Numa versão com seis minutos extras, o “ultimato” dos Vingadores tirou de “Avatar” o recorde de maior bilheteria de todos os tempos, com quase US$ 3 bilhões (R$ 10 bilhões).

E não é impossível que o novo “Star Wars”, que estreou neste mês, consiga mais um lugar entre as maiores bilheterias do ano para a Disney. Ela chegou a dezembro ocupando seis dos dez primeiros títulos da lista.
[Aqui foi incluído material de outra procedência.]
PR #4382, opened 2024-05-27
Add UI for Strong Verification Confirmation

### LINKED ISSUE #4348: Strong Verification indicators on profile page
The backend now returns SV info:

https://github.com/Couchers-org/couchers/blob/e7a6ee7882602db6b5f150a5061eb102589f04dd/app/proto/api.proto#L274-L276

This should be displayed on the profile page. If verification is VERIFIED, it should be a green tick next to age/gender, and if MISMATCH, then red cross. Maybe a tooltip.

Also we should have a text somewhere that says "This user has verified their identity using a biometric passport." if `has_strong_verification` is true. It would also be cute to give their picture a halo or something to put them apart from other users and encourage SV.

pktwum96:
closes #4348

**Backend checklist**
- [ ] All tests pass

**Web frontend checklist**
- [x] All tests pass


pktwum96:
Hi @aapeliv ,

I have a few questions about the implementation of this feature:

1. Although we have separate age and gender verification, in the UI, both are currently displayed in a single field. 
age

Would you prefer we:
a. Separate them into two fields, each with its own inline tick mark for confirmation? This would also require separating them in the [locales and translations](https://github.com/Couchers-org/couchers/blob/develop/app\web\features\profile\locales\en.json).
b. Add an inline tick mark for each verification? This would involve changing the type for the [LabelAndText ](https://github.com/Couchers-org/couchers/blob/develop/app/web/components/LabelAndText.tsx) component to accept not just text but also React nodes for this purpose. 
c. Displaying a single verified icon if both age and gender are verified (this is the current implementation I have gone with).

2. The ticket mentions, "and if MISMATCH, then red cross." Are we supposed to display the red cross if genderVerificationStatus and birthdateVerificationStatus return false? Would this mean that if a user has not attempted to verify this information, those keys would return undefined? I am concerned about displaying a red cross by default on a user's profile unless they have attempted verification and there was a mismatch.

3. The ticket suggests, "It would also be cute to give their picture a halo or something." Should this "halo or something" appear only on their profile picture when viewed on their personal page, or should it be displayed everywhere their profile picture appears?

aapeliv:
> a. Separate them into two fields, each with its own inline tick mark for confirmation? This would also require separating them in the [locales and translations](https://github.com/Couchers-org/couchers/blob/develop/app%5Cweb%5Cfeatures%5Cprofile%5Clocales%5Cen.json).

Yes, I think it'd be better to it as "39 (tick) / Man (tick)"



> 2\. The ticket mentions, "and if MISMATCH, then red cross." Are we supposed to display the red cross if genderVerificationStatus and birthdateVerificationStatus return false? Would this mean that if a user has not attempted to verify this information, those keys would return undefined?

Yes, I was thinking of displaying a cross if the API returns a mismatch. For those who haven't verified, the API will return UNVERIFIED. The API will only return mismatch if the user tried to verify their passport and the data did not match.

So in short; I think the icon should be:

1. If `VERIFIED`: then a tick with tooltip "This user has verified their [age/gender] using a biometric passport."
2. If `MISMATCH`: then a cross with tooltip "This user's [age/gender] does not match their passport."
3. If `UNVERIFIED`: then a question mark (or similar?) with tooltip: "This user has not yet verified their [age/gender] using a biometric passport."




> 3\. The ticket suggests, "It would also be cute to give their picture a halo or something." Should this "halo or something" appear only on their profile picture when viewed on their personal page, or should it be displayed everywhere their profile picture appears?

I was thinking everywhere. This should use the `has_strong_verification` boolean from the API.

aapeliv:
I really like the little shield next to the name, that's great!

pktwum96:
Updated as per feedback. This is what it looks like now with pronouns as well. 

Verification with pronouns

If we are happy with this implementation I will add in the tests and work on the halo for the strong verification.

aapeliv:
This looks great to me! The blue tick is a bit hard to see, maybe there like a filled bubble with a tick or similar?

pktwum96:
@aapeliv PR ready for  review. I am adding the halo into a separate MR as I anticipate it will likely raise more conversation around its design

aapeliv:
This looks great to me!

@bakeiro: would you be able to review this when you get a chance please?

app/web/features/profile/locales/en.json
```diff
@@ -1,195 +1,200 @@
 {
```
aapeliv: Could you please reformat this file to 4 spaces per indent?

app/web/features/profile/view/UserOverview.tsx
```diff
@@ -92,6 +98,17 @@ export default function UserOverview({
       <div className={classes.wrapper}>
         <Typography variant="h1" className={classes.intro}>
           {user.name}
+          {user.hasStrongVerification ? (
```
bakeiro, line 101: has this function been implemented in the serveside?

app/web/features/profile/view/About.test.tsx
```diff
@@ -36,6 +36,57 @@ describe("About (user)", () => {
...
+
+    const checkIcon = screen.queryByTestId("check-circle-icon");
+    expect(checkIcon).toBeNull();
+    const errorIcon = screen.queryByTestId("error-icon");
+    expect(errorIcon).toBeNull();
+  });
+  it("should display age and gender without verification icons when unverified", async () => {
+    renderAbout({
+      ...defaultUser,
+      genderVerificationStatus: 1,
```
bakeiro, line 54: can we use strings as values instead of plain integers? (just to make it more readable :) )

bakeiro: genderVerificationStatus: "unverified" | "verified" | "otherstate"

same for birthdateVerificationStatus :)

bakeiro: same for birthdateVerificationStatus :)

bakeiro:
image
not an UI/UX guy, but, makes sense to put only a blue check icon (like instagram's or twitter's verified badge) when that info it's verified? (only as a suggestion :) )

bakeiro:
everything looks good! thanks for the job, if this was properly properly and works without issues then it's ready to go for me

I wrote some small comments in the PR, they are optional to implement, (but IMHO better if they are ;) )

bakeiro (dismissed):
LGTM

app/web/features/profile/view/UserOverview.tsx
pktwum96: Yes it has.

app/web/features/profile/view/About.test.tsx
pktwum96: This is an api change but i agree with this as well. It was a bit confusing for me to understand what the numbers meant until i went through the typings. I see we use this number system for  most of the other keys as well. 

@aapeliv  to opine

aapeliv: They are enums. They should be exported in the generated protobuf code so you can use those instead of numbers in here, but I guess they map to ints in the end.

bakeiro (approved):
forgot to approve, LGTM :)

aapeliv:
This is live now on the staging instance at https://next.couchershq.org!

Com a temporada de premiações chegando, mais um capítulo da queda de braço entre os estúdios e as plataformas de streaming também se aproxima. A expectativa é que a Netflix, que convenceu Martin Scorsese (“O Irlandês”), Noah Bambauch (“História de um Casamento”) e Fernando Meireles (“Dois Papas”) a se juntarem a sua causa, vença o duelo desta vez. 

CONTROVÉRSIAS DE 2019

Ancine
O órgão, que regula e fomenta o audiovisual no país, passou por uma grande crise interna e, nos últimos meses, teve uma mudança do Rio de Janeiro para Brasília anunciada, todos os pôsteres de filmes nacionais retirados das paredes de sua sede, e a realização de uma sessão interna de ‘A Vida Invisível’ impedida.


‘Marighella’
Lançado sob aplausos no Festival de Berlim, no início do ano, o filme biográfico sobre o guerrilheiro, dirigido por Wagner Moura e estrelado por Seu Jorge até agora não ganhou data de estreia devido a um imbróglio burocrático.


Trabalhadores, uni-vos? 
"Bacurau" e "Coringa", dois filmes que opõem ricos e pobres, dominaram as discussões na internet e nas mesas de bar; produções como "Parasita", "Nós", "Entre Facas e Segredos", e "A Odisseia dos Tontos" também abordaram o assunto.


MeToo
O movimento de denúncia do assédio na indústria cinematográfica iniciado em 2017 foi assunto direto ou indireto de vários filmes, e a discussão sobre "cancelar" famosos envolvidos em escândalos do tipo ganhou novas camadas com a premiação de "J’Accuse", de Roman Polanski, no Festival de Veneza —ele foi condenado por abusar de uma adolescente de 13 anos— e a estreia do novo filme de Woody Allen em diversos países, mas não nos Estados Unidos

APOSTAS PARA 2020

Super-heróis...
Por mais que o diretor Martin Scorsese tenha dito que os filmes da Marvel estão mais para parques temáticos do que para cinema, a tendência de franquias e multiversos parece estar longe de acabar; a empresa começa no ano que vem sua fase quatro, com títulos como "Os Eternos".


...e heroínas
Alguns dos principais títulos de heróis serão, na verdade, protagonizados por mulheres; vêm aí "Aves de Rapina" (capitaneado pela Arlequina de Margot Robbie), "Viúva Negra", com Scarlett Johansson, e "Mulher Maravilha 1984", com Gal Gadot, além de uma versão com atores de "Mulan".


Incógnita
São as situações da Ancine e da produção cinematográfica brasileira no ano que vem, depois de um 2019 parado; o caso é semelhante ao dos festivais, que dependeram de vaquinhas neste ano.